## 2 -Layer neural network 
* dataset used : planar data generated manually
* This data is not linearly classifiable and thus we need to use NN

In [1]:
# imports 
import numpy as np 
import matplotlib.pyplot as plt 
from testCases_v2 import *
import sklearn 
import sklearn.datasets
import sklearn.linear_model
from planar_utils import plot_decision_boundary, sigmoid, load_planar_dataset, load_extra_datasets

%matplotlib inline 

# setting random seed for getting same results 
np.random.seed(1)

## Description of neural network we will be using 

* It will be a 2 layer network, with one hidden layer and one output layer 
* Hidden layer will use Tanh activation and output layer will use sigmoid activation 
* Hidden layer will have 4 hidden units and output layer will have one unit.

## Basic network flow 
1. Define the neural network 
2. Initialize the paramerters
3. Loop: 
    - Implement forward propagation 
    - Compute loss 
    - Implement backward propagation to get the gradients 
    - Update parameters (gradient descent)
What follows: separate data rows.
PR #13458, opened 2023-07-07
Fix Adapeter to Adapter

kawin-nai:
Changed WebSecurityConfigurerAdapeter to WebSecurityConfigurerAdapter in Spring docs 5.8.x


jzheaux:
Thanks, @kawin-nai! This is now merged into `5.8.x`.

Issue #13468, opened 2023-07-08
Wrongly placed source and target arguments while calling ProviderManager#copyDetails(target, source)


mainul35:
**Describe the bug**
In the class `org.springframework.security.authentication.ProviderManager`, the parameters of method `copyDetails(target, source)` is wrongly oriented at line 184.

**To Reproduce**
I was debugging the code to find out how I can fetch the refresh token, and meanwhile found this issue.

**Expected behavior**
The correct code will be `copyDetails(result, authentication)` at line 184 of class `org.springframework.security.authentication.ProviderManager`

jzheaux:
Thanks for reaching out @mainul35. The current orientation is the correct one.

The idea is that there may be request details that need to be passed into the result. after authentication is complete. If the result details are already populated, the request details aren't copied.

Also, `result` is what is returned from the method so I don't see a lot of value copying the other direction.

If you feel I'm mistaken, please feel free to add further comments, and we can continue taking a look!

mainul35:
Hello @jzheaux, I want to know 2 things.

1. May I know, for which authentication provider implementation class I may expect to have the AuthenticationDetails not set in the result object? I could only checkby debugging the OidcAuthorizationCodeAuthenticationProvider class and I found, either the Authentication object will be returned null or must throw an exception or must contain the AuthenticationDetails along with other information. So, for this case the `copyDetails(authentication, result)` method seems no longer necessary.

2. For other AuthenticationProvider classes, I went through the codes and found similar logics - either, returning null for Authentication Object or the same object which was passed through the parameter is returned or exception thrown. If none of these happened and a new Authentication object is created then it was populated with the AuthenticationDetails object from the source object already in the authenticate(...) method. In this case, isn't this `copyDetails(authentication, result)` method doing redundant work?

PR #13469, opened 2023-07-08
Bugfix/copy source object to target

mainul35:
In this PR I changed the argument positions. Previously the source object was passed in the place of target and target object was passed in the place or source argument. 

Issue reference: gh-13468


mainul35:
Hello @jzheaux @lmartelli @cigaly @marcusdacoregio @EvaristeGalois11 , can someone please review my code? Thank you.

PR #13472, opened 2023-07-09
Refactor for readability

limvik:
I refactored it like this

1. Using `putIfAbsent` method instead of `containsKey` and `put` method of the `Map`.
2. Using pattern matching for `instanceof`

I hope this helps improve readability.


jzheaux:
Thanks, @limvik! This is now merged into `6.1.x`, and `main`.

Issue #16012, opened 2024-10-30
Add JdbcRelyingPartyRegistrationRepository


sasirekha98:
I have an application where the SP metadata is generated as XML and put in the database. We pull the XML and generate the authentication request. When I want to move to Spring Security, I don't find the same option where I can get the relying party details from the data source or directly provide the XML file location.

Currently, as per my understanding, we have the option to load the XML file of the IDP through metadata locations through spring security like this 

RelyingPartyRegistrations
                .fromMetadataLocation(oktaMetadataUrl)
                .registrationId("okta")).build();

Similar to that, it would be nice to have an option where we can load the relying party details when we have them in the database or some location already. We just need to load that file instead of adding the details one by one to the RelyingpartyRegistration.

it will be easier if I have an option where I have to mention the metadata location of the sp as well like this 
RelyingPartyRegistrations
                .fromMetadataLocationofSP(location)
                .fromMetadataLocationofIDP(oktaMetadataUrl)
                .registrationId("okta")).build();

jzheaux:
Thanks for the suggestion, @sasirekha98. Are you interested in supplying a PR for this? You can look at the various `JdbcXXX` classes already in Spring Security for guidance.

wapkch:
@jzheaux May i work on this?

jzheaux:
Sorry that I missed you, @wapkch. Are you still interested in working on this? If so, please comment here and feel free also to proceed with a PR.

wapkch:
Yes, I would be happy to work on this. I’ll proceed with the PR shortly.

PR #17077, opened 2025-05-08
Add JdbcRelyingPartyRegistrationRepository

wapkch:
Closes gh-16012


jzheaux (changes requested):
Hi, @wapkch, thanks for this PR! Looking a #16012, I believe the ask is to be able to have separate places from which to draw information for the RP and AP metadata. As such, I think let's begin with implementing `AssertingPartyMetadataRepository` (so `JdbcAssertingPartyMetadataRepository`). You should be able to preserve most of what you've written, just staying focused on the asserting party. Are you able to make these changes?

wapkch:
> Hi, @wapkch, thanks for this PR! Looking at #16012, I believe the ask is to be able to have separate places from which to draw information for the RP and AP metadata. As such, I think let's begin with implementing `AssertingPartyMetadataRepository` (so `JdbcAssertingPartyMetadataRepository`). You should be able to preserve most of what you've written, just staying focused on the asserting party. Are you able to make these changes?

Thanks for the feedback! Yes, I can make those changes. Appreciate the guidance!

jzheaux:
This is looking good, @wapkch. I added some polishes in 86189f380d88c8670e113341ecb20bdd213e2c96. Also, I polished your original `save` method and placed that in a separate commit that marks you as co-author so that you get credit for that initial work. Let me know if that works for you. If so, I think that this is ready to merge; thanks for your help!

jzheaux (approved):

jzheaux:
Thanks again, @wapkch! This will merge into `main` once the build completes.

## Supporting functions for NN

In [2]:
# layer size finding function 

def layer_sizes(X, Y):
    """
    Arguments:
    X : input dataset of shape (input size, number of examples)
    Y : labels of shape (output size, number of examples)
    
    Returns:
    n_x : the size of the input layer
    n_y : the size of the output layer
    """
    n_x = X.shape[0] 
    n_y = Y.shape[0] 
    return (n_x, n_y)

In [3]:
# Initialize the parameters 

def initialize_parameters(n_x, n_h, n_y):
    """
    Arguments: 
    n_x : size of the input layer 
    n_h : size of the hidden layer 
    n_y : size of the ouput layer
    
    returns: 
    parameters : dictionary containing W1, b1, W2, b2
    """
    
    np.random.seed(2)
    
    W1 = np.random.randn(n_h, n_x)*0.01
    b1 = np.zeros((n_h, 1))
    W2 = np.random.randn(n_y, n_h)*0.01
    b2 = np.zeros((n_y,1))
    
    # assertion check points 
    assert(W1.shape == (n_h, n_x))
    assert (b1.shape == (n_h, 1))
    assert (W2.shape == (n_y, n_h))
    assert (b2.shape == (n_y, 1))
    
    parameters = {
        "W1": W1,
        "b1": b1,
        "W2": W2,
        "b2": b2
    }
    return parameters

In [4]:
# forward propagation 

def forward_propagation(X, parameters):
    
    """
    Arguments: 
    X : input data of size (n_x, m)
    parameters : output of initialization function 
    
    returns: 
    A2 : final out of NN
    cache : output of all layers an its activations, i.e. Z1, Z2, A1 and A2
    """
    
    W1 = parameters["W1"]
    b1 = parameters["b1"]
    W2 = parameters["W2"]
    b2 = parameters["b2"]
    
    Z1 = np.dot(W1,X) + b1
    A1 = np.tanh(Z1)
    Z2 = np.dot(W2, A1) + b2 
    A2 = sigmoid(Z2)
    
    assert(A2.shape == (1, X.shape[1]))
    
    cache = {
        "Z1": Z1,
        "A1": A1,
        "Z2": Z2,
        "A2": A2
    }
    return A2, cache
    

In [5]:
# cost calculation 

def compute_cost(A2, Y):
    
    """
    Arguments: 
    A2 : output of final layer
    Y : True labels 
    
    Returns: 
    cost : total cost
    """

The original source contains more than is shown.